*What is needed*
The result should be every line in the data below that carries the string "fieldType".
BEGIN Input data
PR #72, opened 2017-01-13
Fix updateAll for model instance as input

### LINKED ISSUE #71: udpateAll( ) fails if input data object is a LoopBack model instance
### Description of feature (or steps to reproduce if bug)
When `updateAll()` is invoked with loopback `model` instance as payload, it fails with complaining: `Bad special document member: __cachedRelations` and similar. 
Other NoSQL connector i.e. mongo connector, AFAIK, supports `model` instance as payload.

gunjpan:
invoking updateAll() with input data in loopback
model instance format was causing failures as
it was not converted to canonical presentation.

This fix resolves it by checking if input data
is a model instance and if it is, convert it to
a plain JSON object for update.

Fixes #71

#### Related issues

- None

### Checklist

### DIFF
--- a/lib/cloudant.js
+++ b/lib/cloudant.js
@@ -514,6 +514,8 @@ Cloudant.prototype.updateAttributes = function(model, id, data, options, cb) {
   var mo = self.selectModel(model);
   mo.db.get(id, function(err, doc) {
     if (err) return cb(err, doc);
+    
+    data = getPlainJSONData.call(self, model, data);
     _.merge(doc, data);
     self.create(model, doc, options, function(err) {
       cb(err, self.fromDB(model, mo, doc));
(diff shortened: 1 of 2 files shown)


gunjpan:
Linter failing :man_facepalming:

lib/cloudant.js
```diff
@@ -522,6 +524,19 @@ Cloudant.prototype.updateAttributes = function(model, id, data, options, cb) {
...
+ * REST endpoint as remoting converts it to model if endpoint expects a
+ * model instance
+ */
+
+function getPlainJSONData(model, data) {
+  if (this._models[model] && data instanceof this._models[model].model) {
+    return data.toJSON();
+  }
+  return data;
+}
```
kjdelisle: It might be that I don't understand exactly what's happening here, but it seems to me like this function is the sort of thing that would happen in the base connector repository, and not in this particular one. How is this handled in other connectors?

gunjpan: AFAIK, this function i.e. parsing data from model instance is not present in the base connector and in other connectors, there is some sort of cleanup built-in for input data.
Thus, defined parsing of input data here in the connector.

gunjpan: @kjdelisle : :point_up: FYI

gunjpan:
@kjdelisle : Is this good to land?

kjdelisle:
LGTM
END Input data
BEGIN Input data
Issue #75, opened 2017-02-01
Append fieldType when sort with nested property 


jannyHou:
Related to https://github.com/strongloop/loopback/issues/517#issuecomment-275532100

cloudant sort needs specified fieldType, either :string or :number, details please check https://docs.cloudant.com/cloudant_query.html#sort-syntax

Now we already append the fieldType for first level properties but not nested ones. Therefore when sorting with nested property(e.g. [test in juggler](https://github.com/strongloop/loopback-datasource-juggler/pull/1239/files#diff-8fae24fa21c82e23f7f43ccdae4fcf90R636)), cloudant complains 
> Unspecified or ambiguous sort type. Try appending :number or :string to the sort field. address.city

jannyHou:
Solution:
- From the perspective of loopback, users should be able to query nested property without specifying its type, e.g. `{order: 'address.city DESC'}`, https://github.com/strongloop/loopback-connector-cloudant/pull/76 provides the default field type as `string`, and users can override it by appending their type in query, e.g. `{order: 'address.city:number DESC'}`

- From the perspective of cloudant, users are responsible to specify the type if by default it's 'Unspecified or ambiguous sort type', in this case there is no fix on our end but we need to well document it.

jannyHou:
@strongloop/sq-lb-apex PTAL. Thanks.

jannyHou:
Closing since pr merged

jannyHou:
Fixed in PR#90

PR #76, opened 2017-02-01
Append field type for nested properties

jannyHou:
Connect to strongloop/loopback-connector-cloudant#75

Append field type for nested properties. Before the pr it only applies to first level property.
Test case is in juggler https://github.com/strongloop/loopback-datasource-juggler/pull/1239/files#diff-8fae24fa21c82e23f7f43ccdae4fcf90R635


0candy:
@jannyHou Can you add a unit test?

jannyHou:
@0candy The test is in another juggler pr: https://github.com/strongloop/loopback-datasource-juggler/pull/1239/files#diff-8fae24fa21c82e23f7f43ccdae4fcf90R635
END Input data
*Completed task*
Append fieldType when sort with nested property 
cloudant sort needs specified fieldType, either :string or :number, details please check https://docs.cloudant.com/cloudant_query.html#sort-syntax
Now we already append the fieldType for first level properties but not nested ones. Therefore when sorting with nested property(e.g. [test in juggler](https://github.com/strongloop/loopback-datasource-juggler/pull/1239/files#diff-8fae24fa21c82e23f7f43ccdae4fcf90R636)), cloudant complains 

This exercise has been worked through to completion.